Other success stories are hard to find. And those that do exist are often too small to matter.
No. 2: The global economy has shifted away from commodities to technology.
In the not-so-distant past, commodities were king. But the shift toward technology has made commodity-focused emerging markets far less attractive to today’s investors.
In 2007, Chinese oil company PetroChina briefly reached a market cap of $1 trillion.
Today, its market value has tumbled to $139 billion.
As recently as 2012, analysts predicted that Russian gas giant Gazprom would become the world’s next trillion-dollar company.
Today it would be about one-tenth that… assuming you could buy it.
Instead, it was the U.S. tech giants that penetrated the $1 trillion market cap ceiling.
No. 3: Silicon Valley’s tech giants have changed the definition of globalization in both real and financial economies.

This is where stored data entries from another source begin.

PR #14170, opened 2023-01-06
[ecobee] Fix issue with UTC and local dates

mhilbush:
The Ecobee API returns all date/time fields formatted as "yyyy-MM-dd HH:mm:ss". Most of those date/times are in UTC time, however a couple are in local time. This PR correctly handles both cases by:

- introducing a Gson DateDeserializer that handles the dates when they're in UTC time
- introduces a new method that handles the dates when they're in local time

Reference: https://community.openhab.org/t/ecobee-binding-v2/97733/225

### DIFF
--- a/bundles/org.openhab.binding.ecobee/src/main/java/org/openhab/binding/ecobee/internal/dto/thermostat/DateDeserializer.java
+++ b/bundles/org.openhab.binding.ecobee/src/main/java/org/openhab/binding/ecobee/internal/dto/thermostat/DateDeserializer.java
@@ -1,5 +1,5 @@
 /**
- * Copyright (c) 2010-2022 Contributors to the openHAB project
+ * Copyright (c) 2010-2023 Contributors to the openHAB project
  *
  * See the NOTICE file(s) distributed with this work for additional
  * information.
--- a/bundles/org.openhab.binding.ecobee/src/main/java/org/openhab/binding/ecobee/internal/dto/thermostat/DateDeserializer.java
+++ b/bundles/org.openhab.binding.ecobee/src/main/java/org/openhab/binding/ecobee/internal/dto/thermostat/DateDeserializer.java
@@ -1,0 +1,50 @@
+/**
+ * Copyright (c) 2010-2022 Contributors to the openHAB project
+ *
+ * See the NOTICE file(s) distributed with this work for additional
+ * information.
+ *
+ * This program and the accompanying materials are made available under the
+ * terms of the Eclipse Public License 2.0 which is available at
+ * http://www.eclipse.org/legal/epl-2.0
+ *
+ * SPDX-License-Identifier: EPL-2.0
+ */
+package org.openhab.binding.ecobee.internal.dto.thermostat;
+
+import java.lang.reflect.Type;
+import java.text.ParseException;
+import java.text.SimpleDateFormat;
+import java.util.Date;
+import java.util.TimeZone;
+
+import org.eclipse.jdt.annotation.NonNullByDefault;
+import org.eclipse.jdt.annotation.Nullable;
+
+import com.google.gson.JsonDeserializationContext;
+import com.google.gson.JsonDeserializer;
+import com.google.gson.JsonElement;
+import com.google.gson.JsonParseException;
+
+/**
+ * The {@link DateDeserializer} is responsible for handling the UTC dates returned from
+ * the Ecobee API service.
+ *
+ * @author Mark Hilbush - Initial contribution
+ */
+@NonNullByDefault
+public class DateDeserializer implements JsonDeserializer<Date> {
+
+    @Override
+    public @Nullable Date deserialize(JsonElement element, Type arg1, JsonDeserializationContext arg2)
+            throws JsonParseException {
+        String date = element.getAsString();
+        SimpleDateFormat formatter = new SimpleDateFormat("yyyy-MM-dd HH:mm:ss");
+        formatter.setTimeZone(TimeZone.getTimeZone("UTC"));
+        try {
+            return formatter.parse(date);
+        } catch (ParseException e) {
+            return null;
+        }
+    }
+}
--- a/bundles/org.openhab.binding.ecobee/src/main/java/org/openhab/binding/ecobee/internal/handler/EcobeeUtils.java
+++ b/bundles/org.openhab.binding.ecobee/src/main/java/org/openhab/binding/ecobee/internal/handler/EcobeeUtils.java
@@ -12,7 +12,9 @@
  */
 package org.openhab.binding.ecobee.internal.handler;
 
+import java.time.DateTimeException;
 import java.time.ZonedDateTime;
+import java.time.format.DateTimeFormatter;
 import java.util.Date;
 
 import javax.measure.Unit;
@@ -85,6 +87,20 @@ public final class EcobeeUtils {
 
     public static State undefOrPoint(@Nullable String value) {
         return value == null ? UnDefType.UNDEF : new PointType(value);
+    }
+
+    public static State undefOrLocalDate(@Nullable String date, TimeZoneProvider timeZoneProvider) {
+        if (date == null) {
+            return UnDefType.UNDEF;
+        }
+        try {
+            DateTimeFormatter formatter = DateTimeFormatter.ofPattern("yyyy-MM-dd HH:mm:ss")
+                    .withZone(timeZoneProvider.getTimeZone());
+            ZonedDateTime zoned = ZonedDateTime.parse(date, formatter);
+            return new DateTimeType(zoned);
+        } catch (DateTimeException e) {
+            return UnDefType.UNDEF;
+        }
     }
 
     public static State undefOrDate(@Nullable Date date, TimeZoneProvider timeZoneProvider) {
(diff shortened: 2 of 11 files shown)


bundles/org.openhab.binding.ecobee/src/main/java/org/openhab/binding/ecobee/internal/dto/thermostat/DateDeserializer.java
```diff
@@ -0,0 +1,50 @@
...
+        String date = element.getAsString();
+        SimpleDateFormat formatter = new SimpleDateFormat("yyyy-MM-dd HH:mm:ss");
+        formatter.setTimeZone(TimeZone.getTimeZone("UTC"));
+        try {
+            return formatter.parse(date);
+        } catch (ParseException e) {
+            return null;
+        }
+    }
+}
```
jlaur, line 50: Would you consider the deserializing directly to the intended target type, e.g. `ZonedDateType` instead? See for example:
https://github.com/openhab/openhab-addons/blob/d5dd3c9ea3a2ca609707d7e9b3b51bebf9a48432/bundles/org.openhab.binding.netatmo/src/main/java/org/openhab/binding/netatmo/internal/deserialization/NADeserializer.java#L45-L57

Also, can you explain how this deserializer is used, since the DTO has changed from `Date` to `String`? I'm a little confused by this deserializer and the new version of `undefOrLocalDate` taking a String.

mhilbush: > Would you consider the deserializing directly to the intended target type, e.g. ZonedDateType instead?

I would, but I'm not sure how to do it in this case.

The only changes in the DTO are for two date/time elements representing local time of the form "yyyy-MM-dd HH:mm:ss"

I left the Date elements intact for the remaining date/time elements representing UTC time also of the form "yyyy-MM-dd HH:mm:ss"

The problem I was having was that Ecobee uses the same date/time format (i.e. "yyyy-MM-dd HH:mm:ss") to represent local time and UTC time. Bad design on their part, since the only way to know if a date field is UTC or local time is to look at the Ecobee API documentation. 😢 

So I had to find a way to differentiate how the dates were handled. My solution was to use the Date deserializer for the dates that are in UTC time (the majority), which would force it to be UTC time by explicitly setting the timezone to UTC in the deserializer. In the case of the dates in local time (of which there are only 2), I chose to make them Strings, and handle them explicitly using the method `undefOrLocalDate`.

Hopefully this makes sense. If there's a better way to do it, let's discuss.

jlaur: Thanks for the explanation. Interesting, and not quite straight-forward, it seems. Without going more into the code right now, all I can say is that it would be nice if you could skip conversion to `Date` as intermediate type, since this is an old Java 8 type. Instead you could use `ZonedDateTime` when you need the time-zone or `Instant` when you don't. However, with your explanation, this seems to require some additional refactoring which is probably outside of the scope of this PR. So I will leave this comment and wait for your response, and I'd be happy to merge as is.

mhilbush: Thanks.

It's not urgent to merge this, and I don't think there are that many places where Date is used. So, I'll take a look at changing it, so long as I can still accomplish what I need to (which I see no reason why I can't) and that it doesn't require too many additional changes.

jlaur: I forgot to mention `LocalDateTime`, which may also be of use. For example, DTO's could return either `LocalDateTime` or `Instant`, depending on source format. Applying time-zone from `TimeZoneProvider` could then be handled later and quite in the same fashion.

mhilbush: Does GSON know how to deal with a DTO element defined as an `Instant`? From what I can see, I might need a custom deserializer if I want to use `Instant` in the DTOs for my UTC dates.

jlaur: No, that would require a custom deserializer.

mhilbush: Yep, Instant and LocalDateTime both require custom deserializers. If you would please have a look at my changes. In the Instant deserializer, I had to first convert to LocalDateTime because I was getting exceptions when trying to parse straight to an Instant. I think that was because the format didn't conform what the parser required. This approach required a few more changes, but I also think it's cleaner.

bundles/org.openhab.binding.ecobee/src/main/java/org/openhab/binding/ecobee/internal/handler/EcobeeUtils.java
```diff
@@ -87,9 +89,12 @@ public static State undefOrPoint(@Nullable String value) {
         return value == null ? UnDefType.UNDEF : new PointType(value);
     }
 
-    public static State undefOrDate(@Nullable Date date, TimeZoneProvider timeZoneProvider) {
-        return date == null ? UnDefType.UNDEF
-                : new DateTimeType(ZonedDateTime.ofInstant(date.toInstant(), timeZoneProvider.getTimeZone()));
+    public static State undefOrDate(@Nullable Instant instant) {
+        return instant == null ? UnDefType.UNDEF : new DateTimeType(ZonedDateTime.ofInstant(instant, ZoneId.of("UTC")));
```
jlaur, line 93: This overload should also use `TimeZoneProvider`, i.e.:
```suggestion
    public static State undefOrDate(@Nullable Instant instant, TimeZoneProvider timeZoneProvider) {
        return instant == null ? UnDefType.UNDEF : new DateTimeType(instant.atZone(timeZoneProvider.getTimeZone()));
```

This is an unfortunate side-effect of the way `DateTimeType` currently works - see openhab/openhab-core#2898. Without providing the time-zone, raw formatting will be in UTC.

mhilbush: Now I'm confused. Don't I want the time zone to be UTC, because that's what it is in the json returned from Ecobee. That way when it gets displayed in openHAB it will be shown in the user's local time.

mhilbush: Here is `lastModified` in the console.
```
E1_Info_LastModified (Type=DateTimeItem, State=2023-01-08T12:25:28.000+0000, Label=Last Modified, Category=time, Groups=[gMain_Info])
```
I made a change to the thermostat that caused this item to change at 7:25 AM US EST (UTC-5). So I believe it is correct.

jlaur: I'm sorry for the confusion, and indeed it is kind of a mess until we get that `DateTimeType` issue sorted out. No matter if you provide it in UTC or local time-zone, it will be the same exact moment in time, and with the proper state description, it will be shown as correct local datetime in both cases.

The difference occurs when you omit the state description. In this case the raw `ZonedDateTime` will be shown, and this will of course be different. Here it's preferable to use the configured time-zone, not UTC, as the user will expect to see local time. When the `ZonedDateTime` is constructed with the local time-zone, the raw formatting will also show the time in local time-zone.

So in other words, I'm simply requesting a conversion from UTC to local time-zone for the provided `ZonedDateTime`. In essence it will then be exactly the same as the result of the `undefOrDate` `LocalDateTime` overload. Of course you could argue that all DTO's could have used `Instant` then, but your code looks very clean to me, and you also have the advantage of dealing with the UTC vs. local time logic in your handler rather than deep inside some DTO or deserializer.

mhilbush: Yes, I see now. I was looking at the date in the UI formatted with a state description, which was correct. I see now that if I looked at the raw date without the state description it would be in UTC time.

Thanks for that explanation.

mhilbush: Ok, I think I might finally have it. 🤞

jlaur: It looks good!

bundles/org.openhab.binding.ecobee/src/main/java/org/openhab/binding/ecobee/internal/dto/thermostat/DateDeserializer.java
jlaur: I agree, it's nice and clean - well done!

jlaur (approved):
LGTM - thanks for the fix and cleanup!

mhilbush:
Thanks. I appreciate your help getting this over the finish line!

Let’s start with Big Tech’s cultural impact. It’s far more than a U.S. phenomenon.
Facebook has 2.9 billion monthly active users, with two-thirds logging on daily. Google accounts for 92.5% of the search engine market. The Apple iPhone has more than 1 billion users. You can watch Netflix’s latest hit whether you live in Stockholm, Santiago or San Francisco.

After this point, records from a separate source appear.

PR #14178, opened 2023-01-07
Update MapDB and use mmap on 64-bit platforms

Flole998:
This updates MapDB to the latest version. Doing so will break compatibility with the previous version and it will not be possible to load previous databases. A new major version number of openHAB seems like a good idea to do this.

Using mmap will increase performance on supported platforms. We might suffer from the file descriptor leak from http://bugs.java.com/view_bug.do?bug_id=4724038 but as we don't open/close the file often it shouldn't be an issue.

### DIFF
--- a/bundles/org.openhab.persistence.mapdb/pom.xml
+++ b/bundles/org.openhab.persistence.mapdb/pom.xml
@@ -15,14 +15,66 @@
   <name>openHAB Add-ons :: Bundles :: Persistence Service :: MapDB</name>
 
   <properties>
-    <bnd.importpackage>org.openhab.core.library.types</bnd.importpackage>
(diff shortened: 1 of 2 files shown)


Flole998:
The failing build is most likely due to the updated dependency not beeing found yet.

Flole998:
@wborn Maybe you know what's wrong here and can make it build sucessfully.

wborn:
You need to find a way to provide all the Kotlin dependencies. I never got code depending on Kotlin working with OSGi.

Flole998:
Thanks! It's not telling me what's missing though, right?

wborn:
Yes you have to figure out what Maven dependencies to embed into the bundle. From my experience there will be many to be able to use Kotlin so it will significantly increase the bundle size.

Flole998:
It seems like I got (most of) the dependency chaos cleaned up now. However, the tests are failing for some reason. I believe something is not quite right there yet.

I'm not really sure why it doesn't pick up the dependencies of the mapdb library and I need to manually add those.

lsiepel:
@Flole998 Are you able to proceed with this?

Flole998:
@lsiepel No, not really. Feel free to close it if you don't want to work on it either.

lsiepel:
Maybe this can be picked up again in the future. Closing per [author comment. ](https://github.com/openhab/openhab-addons/pull/14178#issuecomment-1937110626)

PR #14191, opened 2023-01-09
[chromecast] Fix for NPE when playerState is null

### LINKED ISSUE #14190: [chromecast] Fix for NPE when playerState is null
My NVIDIA ShieldTV returns a `playerState` of null in the MEDIA_STATUS message, which results in the following NPE.
```
2023-01-09 10:07:04.305 [DEBUG] [ast.internal.ChromecastStatusUpdater] - MEDIA_STATUS MediaStatus{activeTrackIds: <null>, mediaSessionId: 7, playbackRate: 0, playerState: null, currentItemId: 1, currentTime: 0.000000, customData: <null>, loadingItemId: null, items: <null>, preloadedItemId: null, supportedMediaCommands: 0, volume: null, media: null, repeatMode: REPEAT_OFF, idleReason: null}
2023-01-09 10:07:04.305 [WARN ] [mmon.WrappedScheduledExecutorService] - Scheduled runnable ended with an exception:
java.lang.NullPointerException: Cannot invoke "su.litvak.chromecast.api.v2.MediaStatus$PlayerState.ordinal()" because "mediaStatus.playerState" is null
	at org.openhab.binding.chromecast.internal.ChromecastStatusUpdater.updateMediaStatus(ChromecastStatusUpdater.java:160) ~[?:?]
	at org.openhab.binding.chromecast.internal.ChromecastCommander.handleRefresh(ChromecastCommander.java:115) ~[?:?]
	at org.openhab.binding.chromecast.internal.handler.ChromecastHandler$Coordinator.refresh(ChromecastHandler.java:324) ~[?:?]
	at java.util.concurrent.FutureTask.runAndReset(FutureTask.java:305) ~[?:?]
	at java.util.concurrent.ScheduledThreadPoolExecutor$ScheduledFutureTask.run(ScheduledThreadPoolExecutor.java:305) ~[?:?]
	at java.util.concurrent.ThreadPoolExecutor.runWorker(ThreadPoolExecutor.java:1136) [?:?]
	at java.util.concurrent.ThreadPoolExecutor$Worker.run(ThreadPoolExecutor.java:635) [?:?]
	at java.lang.Thread.run(Thread.java:833) [?:?]
```
I will submit a fix.

mhilbush:
Fixes #14190 

### DIFF
--- a/bundles/org.openhab.binding.chromecast/src/main/java/org/openhab/binding/chromecast/internal/ChromecastStatusUpdater.java
+++ b/bundles/org.openhab.binding.chromecast/src/main/java/org/openhab/binding/chromecast/internal/ChromecastStatusUpdater.java
@@ -157,30 +157,32 @@ public class ChromecastStatusUpdater {
             return;
         }
 
-        switch (mediaStatus.playerState) {
-            case IDLE:
-                break;
-            case PAUSED:
-                callback.updateState(CHANNEL_CONTROL, PlayPauseType.PAUSE);
-                callback.updateState(CHANNEL_STOP, OnOffType.OFF);
-                break;
-            case BUFFERING:
-            case LOADING:
-            case PLAYING:
-                callback.updateState(CHANNEL_CONTROL, PlayPauseType.PLAY);
-                callback.updateState(CHANNEL_STOP, OnOffType.OFF);
-                break;
-            default:
-                logger.debug("Unknown media status: {}", mediaStatus.playerState);
-                break;
+        if (mediaStatus.playerState != null) {
+            switch (mediaStatus.playerState) {
+                case IDLE:
+                    break;
+                case PAUSED:
+                    callback.updateState(CHANNEL_CONTROL, PlayPauseType.PAUSE);
+                    callback.updateState(CHANNEL_STOP, OnOffType.OFF);
+                    break;
+                case BUFFERING:
+                case LOADING:
+                case PLAYING:
+                    callback.updateState(CHANNEL_CONTROL, PlayPauseType.PLAY);
+                    callback.updateState(CHANNEL_STOP, OnOffType.OFF);
+                    break;
+                default:
+                    logger.debug("Unknown media status: {}", mediaStatus.playerState);
+                    break;
+            }
         }
 
         callback.updateState(CHANNEL_CURRENT_TIME, new QuantityType<>(mediaStatus.currentTime, Units.SECOND));
 
         // If we're playing, paused or buffering but don't have any MEDIA information don't null everything out.
         Media media = mediaStatus.media;
-        if (media == null && (mediaStatus.playerState == PLAYING || mediaStatus.playerState == PAUSED
-                || mediaStatus.playerState == BUFFERING)) {
+        if (media == null && (mediaStatus.playerState == null || mediaStatus.playerState == PLAYING
+                || mediaStatus.playerState == PAUSED || mediaStatus.playerState == BUFFERING)) {
             return;
         }
 


bundles/org.openhab.binding.chromecast/src/main/java/org/openhab/binding/chromecast/internal/ChromecastStatusUpdater.java
```diff
@@ -157,30 +157,32 @@ public void updateMediaStatus(final @Nullable MediaStatus mediaStatus) {
...
-            case BUFFERING:
-            case LOADING:
-            case PLAYING:
-                callback.updateState(CHANNEL_CONTROL, PlayPauseType.PLAY);
-                callback.updateState(CHANNEL_STOP, OnOffType.OFF);
-                break;
-            default:
-                logger.debug("Unknown media status: {}", mediaStatus.playerState);
-                break;
+        if (mediaStatus.playerState != null) {
```
jlaur, line 160: Do we want to log if it's null, similar to line 175 which logs only if new entries are added to:
https://github.com/vitalidze/chromecast-java-api-v2/blob/c1358030b1b6afa11dc2a83a0049783e7b5bef7e/src/main/java/su/litvak/chromecast/api/v2/MediaStatus.java#L41

Of course only if relevant, I don't know if this is a normal situation, or caused by some error/weird state?

jlaur (approved):
Thank you. Just one question about logging.

bundles/org.openhab.binding.chromecast/src/main/java/org/openhab/binding/chromecast/internal/ChromecastStatusUpdater.java
mhilbush: I really don't know if it's a normal situation or not. The Google docs define `playerState` as non-null, so perhaps it should be considered a bug in the NVIDIA implementation?

https://developers.google.com/cast/docs/reference/web_receiver/cast.framework.messages.MediaStatus#playerState

I was hesitant to log it, as I already see a bunch of these constantly in my log file, and I didn't want to add to the noise. I haven't yet tracked down which of my chromecast devices are causing that message. But I don't think it's the NVIDIA device.
```
2023-01-10 08:54:58.285 [DEBUG] [inding.chromecast.internal.ChromecastStatusUpdater] - MEDIA_STATUS null
```

jlaur: Let's treat it as a normal happening situation then, and refrain from logging it.

jlaur:
This should be considered for a 3.4.x backport.

jlaur:
@openhab/add-ons-maintainers - do you agree to include this in next 3.4 hotfix?

lolodomo:
Just check that this is not embedding code from other PRs. IIRC there were several recent PRs merged for this binding.

scatterthought:
I upgraded from 3.3 to 3.4.2 this past weekend, and I've lost the ability to stop casting by sending ON commands to the STOP channel. I manually installed the 3.4.1 binding and immediately regained STOP control, so I think it may be an unintended consequence of the playerState fix.

Looking at the commit, I think there's an extra } on Line 177. Could that be the issue?

lsiepel:
> I upgraded from 3.3 to 3.4.2 this past weekend, and I've lost the ability to stop casting by sending ON commands to the STOP channel. I manually installed the 3.4.1 binding and immediately regained STOP control, so I think it may be an unintended consequence of the playerState fix.
> 
> Looking at the commit, I think there's an extra } on Line 177. Could that be the issue?

Please open an issue so we can teoubleshoot. It would also help if you can share a debug log, device, version etc.

scatterthought:
@lsiepel I've opened an issue, and @mhilbush pointed out that it's more likely due to #14158, which didn't show up in the 3.4.2 release notes.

Silicon Valley’s tech giants have an immense impact on the daily lives of billions of people across the globe. That impact has influenced the real-world economy as well.
Take Budapest, Hungary, for example.
Behind the Iron Curtain just over 30 years ago, the Hungarian capital today boasts Silicon Valley-style Google offices. Many Netflix (Nasdaq: NFLX) productions are filmed there. Airbnb (Nasdaq: ABNB) has spawned a cottage industry of local real estate investors.
Even Wall Street is in on the game, with Morgan Stanley (NYSE: MS) boasting a staff of more than 2,000 in its Budapest office.
College graduates in this formerly communist country can work for the world’s most prestigious companies – and earn high salaries – without trekking to American metropolises like Silicon Valley, Hollywood or New York City.
Repeat this story across dozens of emerging markets, and you can see how U.S. tech firms have reshaped the world. In doing so, they have also rewritten the rules of global investing.
Today, the top five U.S. tech giants have a combined market cap of $7.6 trillion.
That’s more than the $6.47 trillion market cap of the entire MSCI Emerging Markets Index! (That includes all of China.)
It also means that if you are Brazilian, Russian or Indonesian, your pension fund likely has a far more significant stake in Microsoft (Nasdaq: MSFT) or Meta Platforms (Nasdaq: META) than your local oil or telecom company.
The Future of Global Investing
What does all this mean for global investing in the decade ahead?
On the one hand, my contrarian instincts tell me now is the perfect time to buy global stocks after such a long period of underperformance. Conversely, U.S. tech stocks should lag after such an astonishing run.
On the other hand, the world has changed remarkably over the past 15 years. This change has upended the rules of how people outside the U.S. live and invest.
That change, in turn, may relegate global stocks to the investment minor leagues for good.
Global investing pioneer Sir John Templeton often cautioned, “The four most dangerous words in investing are ‘this time it’s different.’”
Still, I’m starting to think that this time it just might be.